[Exercise inputs]

PR #22576, opened 2022-10-14
Fix #22529 Third Party - Creation or modification - Only keep letters or numbers when pasting French professional IDs

### LINKED ISSUE #22529: Automatically remove spaces and specific characters when pasting SIREN, SIRET or NAF  in its <input> field.
### Feature Request

When creating or modifying a Third Party card, we shall automatically remove spaces and specific characters when copy-pasting a SIREN, SIRET or NAF in its `<input>` field.

### Use case

When you create or modify a Third Party from `/societe/card.php`, if you copy-paste a SIREN, SIRET or NAF which is already formatted with spaces or dots, then it will be truncated at the end since the `<input>` field is limited respectively to 9, 14 or 5 characters.

For example:
| What you copy-paste            | What you get    | What you want          |
|--------------------------------|-------------------|------------------------|
| SIREN `123 123 123`             | `123 123 1`          | `123123123`              |
| SIRET `123 123 123 12345`   | `123 123 123 12` | `12312312312345`    |
| NAF `70.22Z`                         | `70.22`                 | `7022Z`                     |

### Suggested implementation

Dolibarr might already have a JavaScript function doing that and defined somewhere.

Otherwise we've got this example https://stackoverflow.com/questions/11943924/javascript-removing-spaces-on-paste, but we need to slightly adjust the regex as currently it  solely keeps digits while we want both digits and letters.

This JS behaviour shall be activated only when the input field requires it. 
Apparently the input fields are generated here:
https://github.com/Dolibarr/dolibarr/blob/5fc1ce5491cd7312932004c542c2d5325b95e1ca/htdocs/core/class/html.formcompany.class.php#L918-L930

### Suggested steps

This is beyond my coding abilities, but shall someone give it a try, I'd be glad to see how this can be done :smile:.

thibdrev:
When creating or modifying a French Third Party, automatically remove non-alphanumeric characters when pasting SIREN, SIRET, NAF or TVA intracommunautaire in their input field.

### DIFF
--- a/htdocs/societe/card.php
+++ b/htdocs/societe/card.php
@@ -1026,6 +1026,33 @@ if (is_object($objcanvas) && $objcanvas->displayCanvasExists($action)) {
 	// -----------------------------------------
 	// When used in standard mode
 	// -----------------------------------------
+	
+	$jscodespecifictofrenchprofid = "\n".'
+		<!-- BEGIN JavaScript code specific to French third parties only. -->
+		<script type="text/javascript">
+            jQuery(document).ready(function() {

[/Exercise inputs]

Instructions for the task:
Whenever a line in the records contains the word "want", copy that line.

Written solution:
| What you copy-paste            | What you get    | What you want          |
Otherwise we've got this example https://stackoverflow.com/questions/11943924/javascript-removing-spaces-on-paste, but we need to slightly adjust the regex as currently it  solely keeps digits while we want both digits and letters.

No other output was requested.